Sectorale impact, omvang en profiel van tijdelijke werkloosheid in de eerste maanden van de coronacrisis
De nieuwe Dynam-paper biedt voor het eerst in ons land een omvattend en gelaagd beeld van de sectorale impact van de crisis. Om deze impact in te schatten, bekijken we het systeem van tijdelijke werkloosheid, opgezet met het uitzonderlijke karakter van corona-overmacht.
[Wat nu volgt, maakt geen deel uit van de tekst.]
PR #589, opened 2026-07-03
feat: support sequential execution of multiple commands

okurz:
Motivation:
Running each CLI subcommand in separate CI pipelines incurs massive
environment and container image download overhead. Supporting multiple
commands sequentially in a single run drastically reduces setup runtime.

Design Choices:
Configure Typer with chain=True on the main app to support command chaining.
Refactor each subcommand to exit with sys.exit only on non-zero return codes,
allowing successful commands to return naturally and proceed down the chain.

Benefits:
Saves substantial GitLab CI pipeline runtime and container registry bandwidth.
Preserves existing fast-fail error propagation across sequential commands.

### DIFF
--- a/Makefile
+++ b/Makefile
@@ -120,10 +120,8 @@ test-integration: ## Automatically start environment, run integration tests, and
 
 .PHONY: test-integration-payload
 test-integration-payload: env-dashboard-wait  ## Test qem-bot against a local dashboard instance
-	$(QEM_BOT_BASE_CMD) gitea-sync
-	$(QEM_BOT_BASE_CMD) smelt-sync
-	$(QEM_BOT_BASE_CMD) --dry submissions-run
-	$(QEM_BOT_BASE_CMD) --dry sub-approve
+	$(QEM_BOT_BASE_CMD) gitea-sync smelt-sync
+	$(QEM_BOT_BASE_CMD) --dry submissions-run sub-approve
 
 .PHONY: setup-hooks
 setup-hooks: ## Install pre-commit git hooks
--- a/Readme.md
+++ b/Readme.md
@@ -20,7 +20,7 @@ updates information about submissions and related openQA tests.
 
     >>> qem-bot.py --help
 
-    Usage: qem-bot.py [OPTIONS] COMMAND [ARGS]...
+    Usage: qem-bot.py [OPTIONS] COMMAND1 [ARGS]... [COMMAND2 [ARGS]...]...
 
     QEM-Dashboard, SMELT, Gitea and openQA connector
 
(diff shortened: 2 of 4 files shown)


asmorodskyi (changes requested):
Generally I like idea and think it is right direction to move .

BUT :
this looks confusing for the user , command would become super big . also I wonder about handling of input parameters do you also need to repeat them of each command again and again ? 

don't we have `full-run` exactly for that purpose ? I think dedicated command which merge all classes internally and let user to start single command would be much better from many points

okurz:
> Generally I like idea and think it is right direction to move .
> 
> BUT : this looks confusing for the user , command would become super big . also I wonder about handling of input parameters do you also need to repeat them of each command again and again ?
> 
> don't we have `full-run` exactly for that purpose ? I think dedicated command which merge all classes internally and let user to start single command would be much better from many points

So maybe more "Aggregate commands"?

asmorodskyi:
> > Generally I like idea and think it is right direction to move .
> > BUT : this looks confusing for the user , command would become super big . also I wonder about handling of input parameters do you also need to repeat them of each command again and again ?
> > don't we have `full-run` exactly for that purpose ? I think dedicated command which merge all classes internally and let user to start single command would be much better from many points
> 
> So maybe more "Aggregate commands"?

can you elaborate what do you mean under "more aggregate commands" ?

Martchus (approved):

okurz:
> > > Generally I like idea and think it is right direction to move .
> > > BUT : this looks confusing for the user , command would become super big . also I wonder about handling of input parameters do you also need to repeat them of each command again and again ?
> > > don't we have `full-run` exactly for that purpose ? I think dedicated command which merge all classes internally and let user to start single command would be much better from many points
> > 
> > 
> > So maybe more "Aggregate commands"?
> 
> can you elaborate what do you mean under "more aggregate commands" ?

It means that if you don't want to support chaining commands then we need to define combined (or "aggregate" commands) which execute the actions of multiple commands, like the "full-sync" you mentioned but also for other potentially useful combinations, right?

However, using Typer's `chain=True` is actually much better for our use case:
1. Parameter scoping: We don't have to repeat parameters. Global options (like `--token` or `--configs`) are passed *once* before the first command. Only command-specific options are passed to each command. An aggregate command would need a bigger, confusing signature to accept all possible parameters for all the underlying steps.
3. Flexibility: We have many permutations of CI jobs. Hardcoding combination commands (e.g., `sync-and-approve`, `sync-approve-and-comment`) doesn't scale and will quickly pollute the CLI. `chain=True` lets the CI dynamically construct exactly the pipeline it needs.
4. Simplicity: It requires minimal code changes (as seen in this PR) compared to wiring up several new wrapper commands.

asmorodskyi (approved):

okurz:
Closing as newer versions of typer don't support this chaining anymore. I reported an upstream issue https://github.com/fastapi/typer/discussions/1894 about the unclear documentation . Depending on the outcome of that discussion (if any) I would reconsider this approach.

PR #592, opened 2026-07-06
Style improvements

okurz:
* fix(tests): remove unused ty ignore directives
* fix(style): use noun phrases for property docstrings
* fix(tests): make autouse fixtures ruff-compatible

### DIFF
--- a/openqabot/config.py
+++ b/openqabot/config.py
@@ -107,36 +107,36 @@ class Settings(BaseSettings):
 
     @property
     def smelt_graphql(self) -> str:
-        """Return the SMELT GraphQL API URL."""
+        """The SMELT GraphQL API URL."""
         return self.smelt_url + "/graphql"
 
     @property
     def obs_web_url(self) -> str:
-        """Return the OBS web UI URL."""
+        """The OBS web UI URL."""
         return self.obs_url.replace("api.", "build.")
 
     @property
     def download_maintenance(self) -> str:
-        """Return the maintenance download URL."""
+        """The maintenance download URL."""
         if self.download_maintenance_base_url:
             return self.download_maintenance_base_url
         return self.download_base_url + "/SUSE:/Maintenance:/"
 
     @property
     def git_review_bot_user(self) -> str | None:
-        """Return the git review bot username."""
+        """The git review bot username."""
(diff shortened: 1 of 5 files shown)


asmorodskyi (changes requested):
I disagree that we need to support several ruff version . it is getting too complicated and error prone . There are many ways how users may run exactly same version as used in github actions there is pretty straightforward way to just execute github actions locally

Wabri:
> I disagree that we need to support several ruff version . it is getting too complicated and error prone . There are many ways how users may run exactly same version as used in github actions there is pretty straightforward way to just execute github actions locally

Those are mainly style checks, not ruff versions, and all of them are automatically checked during ci and also locally both well defined with a makefile entry.

Wabri (approved):

asmorodskyi:
> > I disagree that we need to support several ruff version . it is getting too complicated and error prone . There are many ways how users may run exactly same version as used in github actions there is pretty straightforward way to just execute github actions locally
> 
> Those are mainly style checks, not ruff versions, and all of them are automatically checked during ci and also locally both well defined with a makefile entry.

How do you plan to remove RUF100 ? it basically instructing ruff to ignore other unneeded ruff ignore instructions so even when we will not need anymore we don't have sane way to notice that we : 
1. don't need RUF076 
2. don't need RUF100

this is deadlock which would stay in code FOREVER

okurz:
> > > I disagree that we need to support several ruff version . it is getting too complicated and error prone . There are many ways how users may run exactly same version as used in github actions there is pretty straightforward way to just execute github actions locally
> > 
> > 
> > Those are mainly style checks, not ruff versions, and all of them are automatically checked during ci and also locally both well defined with a makefile entry.
> 
> How do you plan to remove RUF100 ? it basically instructing ruff to ignore other unneeded ruff ignore instructions so even when we will not need anymore we don't have sane way to notice that we :
> 
>     1. don't need RUF076
> 
>     2. don't need RUF100
> 
> 
> this is deadlock which would stay in code FOREVER

ok, fine. We need to accept running version-pinned ruff+ty. Adapted the code accordingly

okurz:
rebased

asmorodskyi (approved):

PR #593, opened 2026-07-06
perf(approver): parallelize submission filtering and approval

okurz:
Motivation:
Approving multiple submissions is currently a sequential process. Each
submission requires multiple network requests to check openQA results
and aggregate statuses during the filtering phase, followed by further
network requests to OBS or Gitea during the approval phase.

Design Choices:
Introduce `concurrent.futures.ThreadPoolExecutor` to handle both the
`approvable` check and the `approve` call concurrently across all
submissions. Using `strict=True` in `zip` ensures alignment between
input submissions and their evaluation results.

Benefits:
Significantly reduces the time spent in the approval loop when multiple
incidents or pull requests are processed, especially when network
latency is high.

Together with the previous comments this brings the runtime for one
sub-approve cycle down from 135907±5291.28 ms to 20724±384.48 ms which
is a big 84% improvement (speedup 6.6x).

### DIFF
--- a/openqabot/approver.py
+++ b/openqabot/approver.py
@@ -7,6 +7,7 @@ from __future__ import annotations
 import operator
 import re
 import string
+from concurrent.futures import ThreadPoolExecutor
 from datetime import UTC, datetime, timedelta
 from enum import Enum, auto
 from functools import lru_cache
@@ -149,7 +150,10 @@ class Approver:
         )
 
         overall_result = True
-        submissions_to_approve = [sub for sub in subreqs if self.approvable(sub)]
+        with ThreadPoolExecutor() as executor:
+            approvable_flags = list(executor.map(self.approvable, subreqs))
+
+        submissions_to_approve = [sub for sub, ok in zip(subreqs, approvable_flags, strict=True) if ok]
 
         log.info("Submissions to approve:")
         for sub in submissions_to_approve:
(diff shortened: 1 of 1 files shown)


openqabot/approver.py
```diff
@@ -149,16 +150,20 @@ def __call__(self) -> int:
         )
 
         overall_result = True
-        submissions_to_approve = [sub for sub in subreqs if self.approvable(sub)]
+        with ThreadPoolExecutor() as executor:
+            approvable_flags = list(executor.map(self.approvable, subreqs))
```
kalikiana: Should we use [map](https://docs.python.org/3/library/concurrent.futures.html#concurrent.futures.Executor.map) with a **timeout** here (and below)? Otherwise this can run into pipeline timeouts which we should avoid.

okurz: ok but not really related to this PR so I added this as separate commit on top

asmorodskyi (changes requested):
your second commit showing that even on testing phase your already faced with threadpoolexecutor hanging forever . this is the price which I already told you we would pay for the speed ! what we would do when timeout which you set would become not enough and it would start hanging sporadically ?

okurz:
> your second commit showing that even on testing phase your already faced with threadpoolexecutor hanging forever . this is the price which I already told you we would pay for the speed ! what we would do when timeout which you set would become not enough and it would start hanging sporadically ?

Where is this coming from? I did not encounter any "hanging forever". I added timeout as suggested in https://github.com/openSUSE/qem-bot/pull/593#discussion_r3531569078 which I already explained there I don't see strictly related to this PR

asmorodskyi (approved):

openqabot/approver.py
kalikiana: You're introducing the code here, no? 🙃 Thanks!

kalikiana (approved):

De analyses zijn gebaseerd op een datakoppeling van RVA-RSZ gegevens, uitgevoerd door de KSZ en ter beschikking gesteld in het kader van de Dynam-samenwerking.
We zien in april een totaal van 927 670 werknemers op tijdelijke werkloosheid, of naar schatting minstens 80 % van de te verwachten volledige populatie tijdelijk werklozen voor de maand april 2020. In totaal zag ruim 1 op 4 van de volledige populatie loontrekkenden op de Belgische arbeidsmarkt zijn activiteiten deels of volledig verminderd door toedoen van de coronacrisis.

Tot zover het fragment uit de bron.